* [Task objective] What you return should be the full listing, exactly as given.
Segment Start: Material for the task
PR #430, opened 2025-02-28
Deps: Upgrade `@alma-career/stylelint-config`

adamkudrna:
Upgrade our Stylelint config to the latest version.

However, recent Sass deprecation of mixed declarations collides with our Stylelint config order rule. Let's step back to Sass and fix it in our Stylelint config later.

### DIFF
--- a/package.json
+++ b/package.json
@@ -84,7 +84,7 @@
     "vanilla-cookieconsent": "3.1.0"
   },
   "devDependencies": {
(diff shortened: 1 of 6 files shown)


adamkudrna:
Our Stylelint config is fixed in https://github.com/lmc-eu/code-quality-tools/pull/200.

literat (approved):

OndraM (approved):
Segment End: Material for the task
* [Result of this task]
PR #430, opened 2025-02-28
Deps: Upgrade `@alma-career/stylelint-config`

adamkudrna:
Upgrade our Stylelint config to the latest version.

However, recent Sass deprecation of mixed declarations collides with our Stylelint config order rule. Let's step back to Sass and fix it in our Stylelint config later.

### DIFF
--- a/package.json
+++ b/package.json
@@ -84,7 +84,7 @@
     "vanilla-cookieconsent": "3.1.0"
   },
   "devDependencies": {
(diff shortened: 1 of 6 files shown)


adamkudrna:
Our Stylelint config is fixed in https://github.com/lmc-eu/code-quality-tools/pull/200.

literat (approved):

OndraM (approved):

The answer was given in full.